* Problem details:
Which lines of the data below contain "lexical"? Please show them all.

* Information:
PR #116, opened 2019-12-20
Nightly Build setup

anirudhacharya:
### Description of changes:

changes to enable nightly build.

#### Style and formatting:


setup.py
```diff
@@ -1,13 +1,14 @@
...
 import os
 import sys
+from datetime import date
 
 # Third Party
 import setuptools
 
-exec(open("smdebug/_version.py").read())
+# First Party
+import smdebug
```
jarednielsen: We can't import smdebug in setup.py - this is where we build the package in the first place. Why are we switching this around?

anirudhacharya: i can switch it back, but this works too. i have checked.

setup.py
```diff
@@ -29,8 +46,10 @@ def build_package(version):
     setuptools.setup(
         name="smdebug",
         version=version,
+        long_description="\n".join(DOCLINES[2:]),
+        long_description_content_type="text/x-rst",
         author="AWS DeepLearning Team",
-        description="Automated debugging for machine learning",
+        description=DOCLINES[0],
```
jarednielsen: What are we changing this to? Someone might change the README later and unintentionally mess up the description. Might be best to just leave the description hard-coded.

setup.py
jarednielsen: Interesting. As long as you've tested it in a fresh environment where smdebug isn't already installed - just never seen it done this way before.

setup.py
```diff
@@ -82,4 +101,15 @@ def git(*args):
 
     sys.exit(1)
 
-build_package(version=CURRENT_VERSION)
+
+def detect_smdebug_version():
+    sys.path.append(os.path.abspath("smdebug"))
```
jarednielsen: Why is this necessary?

setup.py
anirudhacharya: this change was done on Amol's request. @leleamol

setup.py
anirudhacharya: removed.

setup.py
```diff
@@ -1,13 +1,30 @@
+#!/usr/bin/env python
+""" Amazon SageMaker Debugger is an offering from AWS which help you automate the debugging of machine learning training jobs.
```
Vikas-kum: s/help/helps

PR #117, opened 2019-12-25
Fix for MXNet integ test

ddavydenko:
### Description of changes:
This PR fixes ZCC integ test for MXNet as it is not runnable as is. It uses SagemakerSimulator to ensure that ZCC file is created for the test and also changes save_interval to 100 as with 0.5 version default save_interval is 500, so training job in this test runs only for 1 epoch which generates less than 300 steps.

#### Style and formatting:

#### Testing performed:
I pulled in official MXNet training DLC that has ZCC MXNet version in it (763104351884.dkr.ecr.us-east-1.amazonaws.com/mxnet-training:1.6.0-cpu-py36-ubuntu16.04-v3.1), volume mounted it with access to sagemaker-debugger code repo and ran this to verify MXNet integ test is passing:
```shell
cd /sagemaker-debugger
python tests/zero_code_change/mxnet_gluon_integration_test.py
```

### DIFF
--- a/tests/zero_code_change/mxnet_gluon_integration_test.py
+++ b/tests/zero_code_change/mxnet_gluon_integration_test.py
@@ -8,6 +8,9 @@ import numpy as np
 from mxnet import autograd, gluon
 from mxnet.gluon import nn
 
+# First Party
+from smdebug.core.utils import SagemakerSimulator
+
 
 def parse_args():
     parser = argparse.ArgumentParser(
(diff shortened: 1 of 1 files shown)


ddavydenko:
Sorry, I missed providing instructions on what was tested. Please find them in description.

I do realize that CI is currently failing for some tests, however this PR is meant to address only one failure - for MXNet integ test. I wonder if it can be merged even without other tests passing.

PR #137, opened 2020-01-08
Fixes: SMSimulator fix, listing files local should ignore tmp files

Vikas-kum:
### Description of changes:
1. SMSimulator needed fix for running tf zcc test end to end
2. Fix for list directory to ignore tmp files.

#### Style and formatting:

### DIFF
--- a/smdebug/core/index_reader.py
+++ b/smdebug/core/index_reader.py
@@ -351,12 +351,12 @@ class LocalIndexReader(IndexReader):
 
     def list_index_files(self):
         index_dirname = IndexFileLocationUtils.get_index_path(self.path)
-        index_files_regex = ".+\/\d+_(.+)\.(json|csv)$"
+        index_files_regex = "\d+_(.+)\.(json|csv)$"
         index_files = list_files_in_directory(index_dirname, file_regex=index_files_regex)
         return sorted(index_files)
 
     def list_event_files(self, start_after_key=None):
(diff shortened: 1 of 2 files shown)


smdebug/core/utils.py
```diff
@@ -219,6 +221,11 @@ def get_tb_worker():
     return f"{os.getpid()}_{socket.gethostname()}"
 
 
+def remove_file_if_exist(file_path):
```
jarednielsen: Nit: use `exists` to be consistent with other methods

smdebug/core/index_reader.py
```diff
@@ -351,11 +351,15 @@ def _is_event_file_present(self, file):
 
     def list_index_files(self):
         index_dirname = IndexFileLocationUtils.get_index_path(self.path)
-        index_files = list_files_in_directory(index_dirname)
+        index_files_regex = ".+\/\d+_(.+)\.(json|csv)$"
```
jarednielsen: Add a comment explaining the regex. I understand filtering so it only gets `.json` or `.csv`, but it's not as clear filtering capturing groups with an underscore in the middle. Just worried that someone will change the file naming format and we'll have a bunch of silently ignored files.

Vikas-kum: Put comment. Made regex more relaxed so look for .json, .csv or .tfevents

PR #142, opened 2020-01-10
Continuing rule execution in case we get TensorUnavailable exception

Vikas-kum:
As rule might be looking for tensor which may be saved in future step,  in case we get TensorUnavailable , invoker will go on with executing rules.

#### Style and formatting:

### DIFF
--- a/smdebug/rules/rule_invoker.py
+++ b/smdebug/rules/rule_invoker.py
@@ -1,6 +1,11 @@
 # First Party
 from smdebug.core.logger import get_logger
-from smdebug.exceptions import RuleEvaluationConditionMet, StepUnavailable, TensorUnavailableForStep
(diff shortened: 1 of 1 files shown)


jarednielsen:
What's the difference between `TensorUnavailable` and `TensorUnavailableForStep`? Might be good opportunity for consolidation so we don't miss catching them like we had here.

Vikas-kum:
> `TensorUnavailable`

https://github.com/awslabs/sagemaker-debugger/blob/master/docs/analysis.md#exceptions

TensorUnavailableForStep , means tensor was returned in tensor_names() , so it is present for some step , but not the one you asked in tensor.value(step=5)

TensorUnavailable --> Tensor is still to be seen.

jarednielsen:
Got it. Lgtm

PR #158, opened 2020-01-24
Path String Sanitation

NihalHarish:
### Description of changes:
- Remove trailing, leading whitespaces in path string input to create_trial
- Make warning log emitted in `smdebug/trials/trial.py` print out the input path str, to help debugging
- Moved two helper functions: `dummy_step_creator` and `dummy_trial_creator` to utils to allow reuse

#### Style and formatting:


rahul003:
Why not just error out? 
Training and leading are still fine, but interspersed seems like we're trying too hard to fix user's mistakes. What if by removing that space in between we're concatenating a string which the user didn't intend to pass as path?

NihalHarish:
> Why not just error out?
> Training and leading are still fine, but interspersed seems like we're trying too hard to fix user's mistakes. What if by removing that space in between we're concatenating a string which the user didn't intend to pass as path?

Hmm, you're right, interspersed isn't required.

PR #162, opened 2020-02-05
Raise Error For Invalid Collection Config

NihalHarish:
### Description of changes:
- Raise InvalidCollectionConfiguration exception if the customer has not correctly configured a collection
- Motivation behind the change, customers may make spelling mistakes or forget to correctly configure their custom collections.
- We want to enforce correct configurations so that they do not have to bear the cost of an entire job running with incorrect collection configurations
* Changes:
  * Added a new Exception class `InvalidCollectionConfiguration` in `smdebug/exceptions.py`
  * Added a check in `_prepare_collections` in `smdebug/core/hook.py`
  * Added a test `test_invalid_collection_config_exception`  in `tests/core/test_collections.py`

#### Style and formatting:

### DIFF
--- a/smdebug/core/collection.py
+++ b/smdebug/core/collection.py
@@ -46,8 +46,33 @@ class CollectionKeys:
     TREES = "trees"
 
     @classmethod
-    def values(cls):
-        return [value for name, value in vars(cls).items() if name.isupper()]
+    def builtins(cls, framework=None):
+        default = [
+            CollectionKeys.DEFAULT,
+            CollectionKeys.ALL,
+            CollectionKeys.INPUTS,
+            CollectionKeys.OUTPUTS,
+            CollectionKeys.WEIGHTS,
+            CollectionKeys.GRADIENTS,
+            CollectionKeys.LOSSES,
+            CollectionKeys.BIASES,
+            CollectionKeys.SM_METRICS,
+            CollectionKeys.OPTIMIZER_VARIABLES,
+            CollectionKeys.TENSORFLOW_SUMMARIES,
+        ]
+        if framework is None:
+            return default
+        elif framework == "xgboost":
+            return [
+                CollectionKeys.HYPERPARAMETERS,
+                CollectionKeys.METRICS,
+                CollectionKeys.PREDICTIONS,
+                CollectionKeys.LABELS,
+                CollectionKeys.FEATURE_IMPORTANCE,
+                CollectionKeys.AVERAGE_SHAP,
+                CollectionKeys.FULL_SHAP,
+                CollectionKeys.TREES,
+            ] + default
 
 
 # Collection with summary objects instead of tensors
--- a/smdebug/core/collection.py
+++ b/smdebug/core/collection.py
@@ -45,6 +45,10 @@ class CollectionKeys:
     FULL_SHAP = "full_shap"
     TREES = "trees"
 
+    @classmethod
+    def values(cls):
+        return [value for name, value in vars(cls).items() if name.isupper()]
+
 
 # Collection with summary objects instead of tensors
 # so we don't create summaries or reductions of these
--- a/smdebug/core/collection.py
+++ b/smdebug/core/collection.py
@@ -34,45 +34,16 @@ class CollectionKeys:
 
     OPTIMIZER_VARIABLES = "optimizer_variables"
     TENSORFLOW_SUMMARIES = "tensorflow_summaries"
+    METRICS = "metrics"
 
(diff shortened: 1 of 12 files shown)


smdebug/core/collection.py
```diff
@@ -45,6 +45,10 @@ class CollectionKeys:
     FULL_SHAP = "full_shap"
     TREES = "trees"
 
+    @classmethod
+    def values(cls):
+        return [value for name, value in vars(cls).items() if name.isupper()]
```
rahul003: Risky to do it this way. Predictions for example is a valid collection user might want to create for TF/PT/MX. But since it's in the 1p collections for xgboost, your check won't be applied for that.

rahul003: Also, can you add a test for this values method. What else can vars() return

tests/core/test_collections.py
```diff
@@ -87,6 +88,7 @@ def test_collection_defaults_to_hook_config():
   """
     cm = CollectionManager()
     cm.create_collection("foo")
+    cm.get("foo").include_regex = "*"
```
vandanavk: can the string be empty too? regex='*' would include ''

tests/core/test_collections.py
```diff
@@ -101,3 +103,28 @@ def test_collection_defaults_to_hook_config():
...
+    )
+    hook.collection_manager = cm
+    try:
+        hook._prepare_collections()
+    except InvalidCollectionConfiguration:
+        pass
+    else:
+        assert False, "Invalid Collection Name did not raise error"
+
+    cm.get("foo").include_regex = "*"
```
vandanavk: allows empty string here as well

smdebug/pytorch/hook.py
```diff
@@ -103,15 +103,18 @@ def _log_params(self, module):
...
     def _prepare_collections(self):
-        super()._prepare_collections()
         for coll in self.collection_manager.collections.values():
             for m, (include_inputs, include_outputs) in coll.modules.items():
                 module_name = self.module_maps[m]
                 if include_inputs:
                     coll.include(module_name + "_input_")
                 if include_outputs:
                     coll.include(module_name + "_output_")
+        super()._prepare_collections()
```
vandanavk: why this move?

smdebug/mxnet/collection.py
```diff
@@ -21,6 +22,8 @@ def __init__(self, create_default=True):
             self._register_default_collections()
 
     def _register_default_collections(self):
+        for c in DEFAULT_MXNET_COLLECTIONS:
+            self.create_collection(c)
```
vandanavk: do we need these loops in all _register_default_collections()? collectionmanager.get() creates the collection (if not available) by default. Collection.ALL and DEFAULT are created in core/hook.py and the framework specific _register_default_collections() create their respective default collections.

tests/core/test_collections.py
```diff
@@ -101,3 +103,28 @@ def test_collection_defaults_to_hook_config():
     hook._prepare_collections()
     assert cm.get("foo").save_config.mode_save_configs[ModeKeys.TRAIN].save_interval == 10
     assert cm.get("foo").reduction_config.save_raw_tensor is True
+
+
+def test_invalid_collection_config_exception():
```
vandanavk: are there any failures in the existing tests? like the rules tests and scalar tests?

smdebug/core/collection.py
NihalHarish: Removed.

tests/core/test_collections.py
NihalHarish: The user cannot input an empty string, "*" however is accepted.

tests/core/test_collections.py
NihalHarish: "*" is valid

smdebug/pytorch/hook.py
NihalHarish: `super()._prepare_collections()` checks if include_regex has been set, but this happens in lines 108-116, so we need to move the fn call

tests/core/test_collections.py
NihalHarish: There were failures in the rules repository, which were addressed in a  separate [PR](https://github.com/awslabs/sagemaker-debugger-rules/pull/194)

smdebug/mxnet/collection.py
NihalHarish: This is redundant but we just want to enforce this style where we separate the creation step from the get call

PR #165, opened 2020-02-15
Pytorch data parallel bug

NihalHarish:
### Description of changes:
- Bug has been documented [here](https://answers.amazon.com/questions/93236)
- Removed the module_map datastructure and replaced it with a module_set which prevents the registration of modules more than once
- Assigned module names to the module objects themselves so that the attribute value is available across devices.
- This is a partial fix that allows customers to use the Pytorch Dataparallel construct with encountering bugs, next steps would be the creation a separate collection/index/event files for each worker

#### Style and formatting:

### DIFF
--- a/tests/pytorch/test_data_parallel.py
+++ b/tests/pytorch/test_data_parallel.py
@@ -40,9 +40,8 @@ def get_dataloader():
 def test_data_parallel():
     device = "cuda" if torch.cuda.is_available() else "cpu"
     model = Net()
-    if device == "cpu":
-        model = model.to(device)
-    else:
+    model = model.to(device)
+    if device == "cuda":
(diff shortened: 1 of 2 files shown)


tests/pytorch/test_data_parallel.py
```diff
@@ -0,0 +1,43 @@
...
+import torch
+import torch.optim as optim
+from tests.pytorch.utils import Net, train
+from torch.nn.parallel import DataParallel
+
+# First Party
+import smdebug.pytorch as smd
+from smdebug.trials import create_trial
+
+out_dir = "/tmp/run"
```
larroy: Can we use TempDir instead of hardcoded directories? This is not portable.

PR #542, opened 2016-03-14
Encode Expected Error "stage"

jugglinmike:
Update "negative" tests to include information on the expected stage of evaluation. My goal with this change is to make Test262 more easily consumable by JavaScript parsers.

This changeset includes:

- Changes to existing "negative" tests for SyntaxErrors. The documented advice
  for testing exceptions is to prefer `assert.throws` wherever possible. As
  noted in the first commit message, there were some lingering files that
  expressed runtime errors using the `negative` frontmatter.
- Updates to the project's custom YAML parser. Some dependents (e.g. V8) use
  this Python module directly.
- Updates the Python "console runner." Although the Python console runner has
  been formally deprecated as per TC-39's wishes, it has not been removed.
  Until such time as it *is* removed, it should continue to function with the same input.
- Removal of the `NotEarlyError` object (and associated documentation). By
  encoding error stage information in test metadata, test runners can enforce
  this concern. This lessens the amount of domain-specific knowledge required
  to contribute to Test262 and avoids inconsistencies between negative tests.


jugglinmike:
@jmdyck This is a "first pass" solution for gh-196. It does not make a distinction between lexical, syntactic, and early errors, but I thought it would be a good starting point. It lowers the barrier for those distinctions to be made in the future; with this in place, extending support will require less infrastructure/documentation work.

leobalter:
Can we change `stage` to be optional with `early` as the default value?

jmdyck:
@jugglinmike Thanks! So the next step would be to change "early" in test metadata to "lexical" or "syntactic" (or leave it as "early") as appropriate?

jugglinmike:
Yup. I guess "early" is a bit misleading as a catch-all value, because only a subset of the current negative tests describe early errors. Do you have a suggestion for a better name to use in the mean time? Maybe `stage: parse`?

jmdyck:
`parse` isn't great as a catch-all, because the spec doesn't view early error detection as part of parsing. If you just want a placeholder to use until we know (for each test) what the proper value of `stage` should be, then I'd be inclined to use something like "?" or "TBD".

leobalter:
the "early" value seems better than ? or TBD, even if it's not perfect, it might help on the migration to the next plans as well.

I believe the changes are good and it solves the problem on the project's test runner but it's good to check how it works on other runners. @littledan, @bterlson would you provide some feedback here, please?

bterlson:
It is not supported but it can be once this PR is accepted (fairly trivial). Am fine with using "early" for now.

littledan:
The infrastructure changes should be fine for us to implement.

Not: the word 'stage' makes me think of TC39 stages, which might make sense to represent in frontmatter. How about phase?

jugglinmike:
Technically speaking, "stage" as a nested property of the "negative" attribute would not collide with a future top-level "stage" property. But of course, it wouldn't be any less confusing!

I don't expect to have time to make this change until this weekend, but here are my plans:

- Stick with the generic "early" value for now
- Change "stage" to "phase"
- Update to include all "negative" tests that have landed since this pull request was originally authored

If there are any further requests for changes, please let me know. I'm not able to advance this work very quickly, so I'd like to minimize round trips in the review process where possible

jugglinmike:
I felt the requested changes were substantial enough to warrant a new pull request, so I've opened gh-655 to continue the discussion. Thanks for your help so far, everyone!

PR #543, opened 2016-03-14
Fix verifyEnumerable helper to account for properties with Symbol values

leobalter:


test/harness/propertyhelper-verifyenumerable-not-enumerable.js
```diff
@@ -6,26 +6,52 @@ description: >
...
+  }
+}
+
+if (threwStringKey === false) {
+  throw new Test262Error(
+    'Expected a Test262Error, but no error was thrown for string key.'
+  );
+}
+
+if (threwStringKey === false) {
```
jugglinmike: This should be `threwSymbolKey`

test/harness/propertyhelper-verifynotenumerable-enumerable.js
```diff
@@ -26,6 +32,26 @@ try {
...
+  }
+}
+
+if (threwStringKey === false) {
+  throw new Test262Error(
+    'Expected a Test262Error, but no error was thrown for string key.'
+  );
 }
+
+if (threwStringKey === false) {
```
jugglinmike: Same here--this should be `threwSymbolKey`

jugglinmike:
Generally, I think it would be better to make these new assertions from separate files. Doing so will improve readability (since independent assertions will not be interleaved) but more importantly, it will allow hosts that do not implement Symbol to verify the correctness of these helper functions.

leobalter:
Thanks for the feedback, I applied the suggestion on the rebased commit.

leobalter:
can we merge this?

PR #544, opened 2016-03-14
assert.throws fails if second argument is not a function

leobalter:


jugglinmike:
Merged to `master` at commit e7f6cd7f867ad02de59181d37267b9bb40bb3c5e. Thanks!

PR #545, opened 2016-03-16
Introduce test generation tool

jugglinmike:
This is a continuation of the work from gh-470 and gh-481. Please reference
those issues for background on the design of this proposal.

As noted in the documentation, the input for procedurally-generated tests is
stored in a new top-level directory named `src/`. Tests are generated by
invoking the cross-platform `make.py` script, and placed in the `test/`
directory (alongside the human-authored test files). The generated files are
expected to be checked in to the repository.

This patch introduces a new feature in addition to what we discussed in gh-481:
a `-p`/`--parents` flag. This functions in the same way as it does in the Unix
`mkdir` utility: without it, the generation tool will refuse to create new
directories (which it previously did silently and by default). We sometimes
rename subdirectories of `test/`. When we do this, we risk forgetting to change
one or more generated test's targets, thereby defining related files in two
separate directories. By making automatic directory creation "off by default,"
the generation tool will fail until we have updated all source files that
target the "old" directory.

I've also included a small set of test cases/templates for demonstration
purposes.


bterlson:
This seems good to me. Also, I want to get this coverage so unless @goyakin has concerns this is good to go IMO.

leobalter:
I'll merge this, the generation tool can be improved and it doesn't break anything. That opens the path for #546 (Automate deployment)

PR #548, opened 2016-03-17
Avoid false positives

jugglinmike:
As written, the test for `Math.random` would pass if the runtime
erroneously produced a non-numeric value. Add the necessary assertions
to guard against this case.


leobalter:
LGTM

* Task output:
@jmdyck This is a "first pass" solution for gh-196. It does not make a distinction between lexical, syntactic, and early errors, but I thought it would be a good starting point. It lowers the barrier for those distinctions to be made in the future; with this in place, extending support will require less infrastructure/documentation work.
@jugglinmike Thanks! So the next step would be to change "early" in test metadata to "lexical" or "syntactic" (or leave it as "early") as appropriate?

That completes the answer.